* Task description: Whenever the string "separate" turns up in a line below, that line should be copied.

(Stored data entries)

PR #500, opened 2023-10-31
🌱 Part 4: Reduce number of variable sources. Required packages

m1kola:
# Description

In this part I extract code related to creating required package variables from `RequiredPackageVariableSource` and `OperatorVariableSource` into a separate function.

`RequiredPackageVariableSource` gets removed in this PR. `OperatorVariableSource` will be removed later in #501

## Reviewer Checklist

- [ ] API Go Documentation


internal/controllers/operator_controller_test.go
```diff
@@ -83,7 +83,7 @@ var _ = Describe("Operator Controller Test", func() {
 				By("running reconcile")
 				res, err := reconciler.Reconcile(ctx, ctrl.Request{NamespacedName: opKey})
 				Expect(res).To(Equal(ctrl.Result{}))
-				Expect(err).To(MatchError(fmt.Sprintf("no package '%s' found", pkgName)))
```
m1kola, line 86: Since I had similar comments on previous parts of this refactoring & most of our errors use double quotation marks I updated the format here.

I'm happy to revert this and move into a separate PR if this is too distracting

joelanford: +1 on keeping this

internal/resolution/variablesources/required_package.go
```diff
@@ -1,99 +1,64 @@
...
+		if len(resultSet) == 0 {
+			if versionRange != "" && channelName != "" {
+				return nil, fmt.Errorf("no package %q matching version %q found in channel %q", packageName, versionRange, channelName)
+			}
+			if versionRange != "" {
+				return nil, fmt.Errorf("no package %q matching version %q found", packageName, versionRange)
+			}
+			if channelName != "" {
+				return nil, fmt.Errorf("no package %q found in channel %q", packageName, channelName)
+			}
```
joelanford, line 53: What do you think about building up the error message as we're building the predicates (since we're already making the necessary conditional checks as we go)?

m1kola: I think I'm not in favour of this approach because:
1. There are more combinations of errors than we have conditions for predicates. Unless I'm missing something, we will have to add more `if`s under existing predicate `if`s to get equivalent behaviour
2. Might be just me, but when I debug an error or read code I appreicate when codebase has unique errors and it is clear which condition yields the error. I found it quite hard to follow what was going on with errors in [this PoC](https://github.com/operator-framework/operator-controller/pull/331) which had similar approach.

dtfranz: I agree with the emphasis on readability here.

awgreene (approved):
Nice work @m1kola

m1kola:
For some reasons jobs in the merge queue did not get triggered. Probably will have to wait for it to timeout and requeue again.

* Completed exercise:
In this part I extract code related to creating required package variables from `RequiredPackageVariableSource` and `OperatorVariableSource` into a separate function.
I'm happy to revert this and move into a separate PR if this is too distracting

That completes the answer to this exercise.